**Assigned task**
Verbatim output of the full listing is required.
BEGIN Records provided
PR #799, opened 2019-01-10
Don't start session from logs

MatkovIvan:

## Description

1. Schedule track event every 30s
2. Minimize the app into the background
3. Observe that every event creates a new session

Expected behavior:
Like iOS, sending a log just extends current session lifetime but must not trigger a new session.

### DIFF
--- a/CHANGELOG.md
+++ b/CHANGELOG.md
@@ -6,7 +6,7 @@
 
 #### UWP
 
-* **[Fix]** Extend the current session instead of starting a new session when sending events from the background. Sessions are also no longer started in background by sending an event or a log from another service such as push, as a consequence the push registration information will be missing from crash events information.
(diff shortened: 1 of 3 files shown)


CHANGELOG.md
```diff
@@ -6,7 +6,7 @@
 
 #### UWP
 
-* **[Fix]** Don't start a new session from logs in the background.
+* **[Fix]** Extend the current session instead of starting a new session when sending events from the background. Sessions are also no longer started in background by sending an event or a log from another service such as push, as a consequence the push registration information will be missing from crash events information.
```
guperrot: We don't have crash breadcrumbs for windows platforms. The message might be relevant in the future but for now the second part is confusing for UWP.

PR #833, opened 2019-02-12
Updated Native SDK 1.14.0 updated

Subhashvysyaraju:
## Description

Updated Native SDK 1.14.0 updated


guperrot:
This version does not contain any new features, so 1.13.1 was already the right version.

PR #841, opened 2019-02-21
Update ac-build-config.xml

Subhashvysyaraju:
## Description

Updated IOS Version 1.13.2

### DIFF
--- a/scripts/configuration/ac-build-config.xml
+++ b/scripts/configuration/ac-build-config.xml
@@ -3,7 +3,7 @@
     <sdkInfo>
         <sdkVersion>1.13.2-SNAPSHOT</sdkVersion>
         <iosVersion>1.13.2</iosVersion>
-        <androidVersion>1.11.2</androidVersion>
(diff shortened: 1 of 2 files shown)


scripts/configuration/ac-build-config.xml
```diff
@@ -2,7 +2,7 @@
 <config>
     <sdkInfo>
         <sdkVersion>1.13.2-SNAPSHOT</sdkVersion>
-        <iosVersion>1.13.0</iosVersion>
+        <iosVersion>1.13.2</iosVersion>
         <androidVersion>1.11.2</androidVersion>
```
guperrot: https://github.com/Microsoft/AppCenter-SDK-Android/releases => we didn't bump to 1.11.3 last time, was that missed on first release attempt?

Subhashvysyaraju: Yes

guperrot: Good thing we see it now then.

PR #848, opened 2019-02-28
Fix bug 57688 : [DotNet] User Id doesn't work for SDK 1.13.2

JasoWu:

## Description

We found that press enter after input any key the key action will be 'DOWN', Otherwise it will be 'UP',
So add another choice to set the user id.
image

### DIFF
--- a/Apps/Contoso.Android.Puppet/ModulePages/AppCenterFragment.cs
+++ b/Apps/Contoso.Android.Puppet/ModulePages/AppCenterFragment.cs
@@ -114,7 +114,7 @@ namespace Contoso.Android.Puppet
 
         private void UserIdTextKeyPressedHandler(object sender, View.KeyEventArgs e)
         {
-            if (e.Event.Action == KeyEventActions.Down && e.KeyCode == Keycode.Enter)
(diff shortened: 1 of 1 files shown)


Apps/Contoso.Android.Puppet/ModulePages/AppCenterFragment.cs
```diff
@@ -114,7 +114,7 @@ private void LogWriteLevelClicked(object sender, EventArgs e)
 
         private void UserIdTextKeyPressedHandler(object sender, View.KeyEventArgs e)
         {
-            if (e.Event.Action == KeyEventActions.Down && e.KeyCode == Keycode.Enter)
+            if ((e.Event.Action == KeyEventActions.Down && e.KeyCode == Keycode.Enter) || (e.Event.Action == KeyEventActions.Up))
```
MatkovIvan: The first condition became redundant now

JasoWu: Yeah, You're right, Thank you!

JasoWu:
> What about all the other applications? I don't see an update on demo app while the bug was reported against the demo. You modified only 1 of the puppets.

JasoWu:
@guperrot I have already found the problems for other platform applications, And will send PR today. This PR is just to get your suggestions.

PR #850, opened 2019-03-04
Fix setting user id in Contoso.Forms.Demo

JasoWu:

## Description

Contoso.iOS.Puppet works fine for setting user id.

Removed the third party control.
image

### DIFF
--- a/Apps/Contoso.Forms.Demo/Contoso.Forms.Demo/ModulePages/AppCenterContentPage.xaml.cs
+++ b/Apps/Contoso.Forms.Demo/Contoso.Forms.Demo/ModulePages/AppCenterContentPage.xaml.cs
@@ -1,4 +1,5 @@
 ﻿using System;
+using System.ComponentModel;
 using Microsoft.AppCenter;
 using Xamarin.Forms;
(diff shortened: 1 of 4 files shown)


Apps/Contoso.Forms.Demo/Contoso.Forms.Demo/ModulePages/AppCenterContentPage.xaml.cs
```diff
@@ -7,13 +7,20 @@ namespace Contoso.Forms.Demo
     [Android.Runtime.Preserve(AllMembers = true)]
     public partial class AppCenterContentPage : ContentPage
     {
+
+        Fabulous.CustomControls.CustomEntryCell customEntryCell;
```
guperrot: Please do not use new third party libs just for that.
Plus it does not build:

screen shot 2019-03-04 at 12 09 54 pm

JasoWu: Removed

PR #862, opened 2019-03-26
fix No intellisense for Crash, Distribute, Push

Zongrenfeng:
Things to consider before you submit the PR:

* [x] Has `CHANGELOG.md` been updated?
* [ ] Are tests passing locally?
* [x] Are the files formatted correctly?
* [ ] Did you add unit tests if this modifies the UWP implementation?
* [x] Did you test your change with either the sample apps that are included in the repository or with a blank app that uses your change?

## Description
The previous missed add reference to the xml files inside nuspec files of crash, distribute, push. Also 3 project files need to be update too.

## Related PRs or issues
https://github.com/Microsoft/AppCenter-SDK-DotNet/pull/827/

PR #865, opened 2019-04-01
fix crashes.xml not found error in release

Zongrenfeng:

* [X] Are tests passing locally?
* [X] Are the files formatted correctly?

## Description
The previous fix passed in build, but release process meet an cannot find Microsoft.AppCenter.Crashes.xml file issue, which I found it supposed to be generated by a target "ref/uap10.0" not exist in corresponding project file. So remove this one since does not seems the xml will be generated.

## Related PRs or issues

### DIFF
--- a/nuget/AppCenterCrashes.nuspec
+++ b/nuget/AppCenterCrashes.nuspec
@@ -45,7 +45,6 @@
     <!-- targets files add correct references to proper platforms -->
     <file src="$uwp_dir$/Microsoft.AppCenter.Crashes.targets" target="build/uap10.0"/>
     <file src="$uwp_dir$/Microsoft.AppCenter.Crashes.dll" target="ref/uap10.0" />
-    <file src="$uwp_dir$/Microsoft.AppCenter.Crashes.xml" target="ref/uap10.0" />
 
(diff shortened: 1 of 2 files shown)


MatkovIvan:
Please update `WindowsAppCenterCrashes.nuspec` too

Zongrenfeng:
> Please update WindowsAppCenterCrashes.nuspec too
> Please consider fixing Microsoft.AppCenter.Crashes.UWP.csproj instead. It contains a lot of DocumentationFile tags (I guess the issue is related to platform-dependent compilation)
END Records provided
**Written response**
PR #799, opened 2019-01-10
Don't start session from logs

MatkovIvan:

## Description

1. Schedule track event every 30s
2. Minimize the app into the background
3. Observe that every event creates a new session

Expected behavior:
Like iOS, sending a log just extends current session lifetime but must not trigger a new session.

### DIFF
--- a/CHANGELOG.md
+++ b/CHANGELOG.md
@@ -6,7 +6,7 @@
 
 #### UWP
 
-* **[Fix]** Extend the current session instead of starting a new session when sending events from the background. Sessions are also no longer started in background by sending an event or a log from another service such as push, as a consequence the push registration information will be missing from crash events information.
(diff shortened: 1 of 3 files shown)


CHANGELOG.md
```diff
@@ -6,7 +6,7 @@
 
 #### UWP
 
-* **[Fix]** Don't start a new session from logs in the background.
+* **[Fix]** Extend the current session instead of starting a new session when sending events from the background. Sessions are also no longer started in background by sending an event or a log from another service such as push, as a consequence the push registration information will be missing from crash events information.
```
guperrot: We don't have crash breadcrumbs for windows platforms. The message might be relevant in the future but for now the second part is confusing for UWP.

PR #833, opened 2019-02-12
Updated Native SDK 1.14.0 updated

Subhashvysyaraju:
## Description

Updated Native SDK 1.14.0 updated


guperrot:
This version does not contain any new features, so 1.13.1 was already the right version.

PR #841, opened 2019-02-21
Update ac-build-config.xml

Subhashvysyaraju:
## Description

Updated IOS Version 1.13.2

### DIFF
--- a/scripts/configuration/ac-build-config.xml
+++ b/scripts/configuration/ac-build-config.xml
@@ -3,7 +3,7 @@
     <sdkInfo>
         <sdkVersion>1.13.2-SNAPSHOT</sdkVersion>
         <iosVersion>1.13.2</iosVersion>
-        <androidVersion>1.11.2</androidVersion>
(diff shortened: 1 of 2 files shown)


scripts/configuration/ac-build-config.xml
```diff
@@ -2,7 +2,7 @@
 <config>
     <sdkInfo>
         <sdkVersion>1.13.2-SNAPSHOT</sdkVersion>
-        <iosVersion>1.13.0</iosVersion>
+        <iosVersion>1.13.2</iosVersion>
         <androidVersion>1.11.2</androidVersion>
```
guperrot: https://github.com/Microsoft/AppCenter-SDK-Android/releases => we didn't bump to 1.11.3 last time, was that missed on first release attempt?

Subhashvysyaraju: Yes

guperrot: Good thing we see it now then.

PR #848, opened 2019-02-28
Fix bug 57688 : [DotNet] User Id doesn't work for SDK 1.13.2

JasoWu:

## Description

We found that press enter after input any key the key action will be 'DOWN', Otherwise it will be 'UP',
So add another choice to set the user id.
image

### DIFF
--- a/Apps/Contoso.Android.Puppet/ModulePages/AppCenterFragment.cs
+++ b/Apps/Contoso.Android.Puppet/ModulePages/AppCenterFragment.cs
@@ -114,7 +114,7 @@ namespace Contoso.Android.Puppet
 
         private void UserIdTextKeyPressedHandler(object sender, View.KeyEventArgs e)
         {
-            if (e.Event.Action == KeyEventActions.Down && e.KeyCode == Keycode.Enter)
(diff shortened: 1 of 1 files shown)


Apps/Contoso.Android.Puppet/ModulePages/AppCenterFragment.cs
```diff
@@ -114,7 +114,7 @@ private void LogWriteLevelClicked(object sender, EventArgs e)
 
         private void UserIdTextKeyPressedHandler(object sender, View.KeyEventArgs e)
         {
-            if (e.Event.Action == KeyEventActions.Down && e.KeyCode == Keycode.Enter)
+            if ((e.Event.Action == KeyEventActions.Down && e.KeyCode == Keycode.Enter) || (e.Event.Action == KeyEventActions.Up))
```
MatkovIvan: The first condition became redundant now

JasoWu: Yeah, You're right, Thank you!

JasoWu:
> What about all the other applications? I don't see an update on demo app while the bug was reported against the demo. You modified only 1 of the puppets.

JasoWu:
@guperrot I have already found the problems for other platform applications, And will send PR today. This PR is just to get your suggestions.

PR #850, opened 2019-03-04
Fix setting user id in Contoso.Forms.Demo

JasoWu:

## Description

Contoso.iOS.Puppet works fine for setting user id.

Removed the third party control.
image

### DIFF
--- a/Apps/Contoso.Forms.Demo/Contoso.Forms.Demo/ModulePages/AppCenterContentPage.xaml.cs
+++ b/Apps/Contoso.Forms.Demo/Contoso.Forms.Demo/ModulePages/AppCenterContentPage.xaml.cs
@@ -1,4 +1,5 @@
 ﻿using System;
+using System.ComponentModel;
 using Microsoft.AppCenter;
 using Xamarin.Forms;
(diff shortened: 1 of 4 files shown)


Apps/Contoso.Forms.Demo/Contoso.Forms.Demo/ModulePages/AppCenterContentPage.xaml.cs
```diff
@@ -7,13 +7,20 @@ namespace Contoso.Forms.Demo
     [Android.Runtime.Preserve(AllMembers = true)]
     public partial class AppCenterContentPage : ContentPage
     {
+
+        Fabulous.CustomControls.CustomEntryCell customEntryCell;
```
guperrot: Please do not use new third party libs just for that.
Plus it does not build:

screen shot 2019-03-04 at 12 09 54 pm

JasoWu: Removed

PR #862, opened 2019-03-26
fix No intellisense for Crash, Distribute, Push

Zongrenfeng:
Things to consider before you submit the PR:

* [x] Has `CHANGELOG.md` been updated?
* [ ] Are tests passing locally?
* [x] Are the files formatted correctly?
* [ ] Did you add unit tests if this modifies the UWP implementation?
* [x] Did you test your change with either the sample apps that are included in the repository or with a blank app that uses your change?

## Description
The previous missed add reference to the xml files inside nuspec files of crash, distribute, push. Also 3 project files need to be update too.

## Related PRs or issues
https://github.com/Microsoft/AppCenter-SDK-DotNet/pull/827/

PR #865, opened 2019-04-01
fix crashes.xml not found error in release

Zongrenfeng:

* [X] Are tests passing locally?
* [X] Are the files formatted correctly?

## Description
The previous fix passed in build, but release process meet an cannot find Microsoft.AppCenter.Crashes.xml file issue, which I found it supposed to be generated by a target "ref/uap10.0" not exist in corresponding project file. So remove this one since does not seems the xml will be generated.

## Related PRs or issues

### DIFF
--- a/nuget/AppCenterCrashes.nuspec
+++ b/nuget/AppCenterCrashes.nuspec
@@ -45,7 +45,6 @@
     <!-- targets files add correct references to proper platforms -->
     <file src="$uwp_dir$/Microsoft.AppCenter.Crashes.targets" target="build/uap10.0"/>
     <file src="$uwp_dir$/Microsoft.AppCenter.Crashes.dll" target="ref/uap10.0" />
-    <file src="$uwp_dir$/Microsoft.AppCenter.Crashes.xml" target="ref/uap10.0" />
 
(diff shortened: 1 of 2 files shown)


MatkovIvan:
Please update `WindowsAppCenterCrashes.nuspec` too

Zongrenfeng:
> Please update WindowsAppCenterCrashes.nuspec too
> Please consider fixing Microsoft.AppCenter.Crashes.UWP.csproj instead. It contains a lot of DocumentationFile tags (I guess the issue is related to platform-dependent compilation)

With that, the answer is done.